PR #333, opened 2023-07-13
Fix successUrl -> successUri.

guidorice:
This PR fixes the naming of a required property on the subscriber schema.


jerstlouis:
@pvretano Is this only a typo fix, or could this potentially be a breaking change?

The OGC API - Processes - Part 1: Core standard also seems very light on actual requirement for this callback functionality.

It references https://swagger.io/docs/specification/callbacks/ which does include a `successUrl` with an L (URL).

gfenoy:
I think that the issue comes from the current schema located here: https://schemas.opengis.net/ogcapi/processes/part1/1.0/openapi/schemas/subscriber.yaml

It mentions that the required value is one which is not available `successUrl` when `successUri` is defined as one possible option.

┄┄┄┄┄┄┄┄┄┄┄┄┄┄┄┄┄┄┄┄

> **TASK ITEM**: The lines from the one containing "The OGC API" through the end of the data are to be copied exactly, the first and last of them included.

> **WRITTEN SOLUTION**:
The OGC API - Processes - Part 1: Core standard also seems very light on actual requirement for this callback functionality.

It references https://swagger.io/docs/specification/callbacks/ which does include a `successUrl` with an L (URL).

gfenoy:
I think that the issue comes from the current schema located here: https://schemas.opengis.net/ogcapi/processes/part1/1.0/openapi/schemas/subscriber.yaml

It mentions that the required value is one which is not available `successUrl` when `successUri` is defined as one possible option.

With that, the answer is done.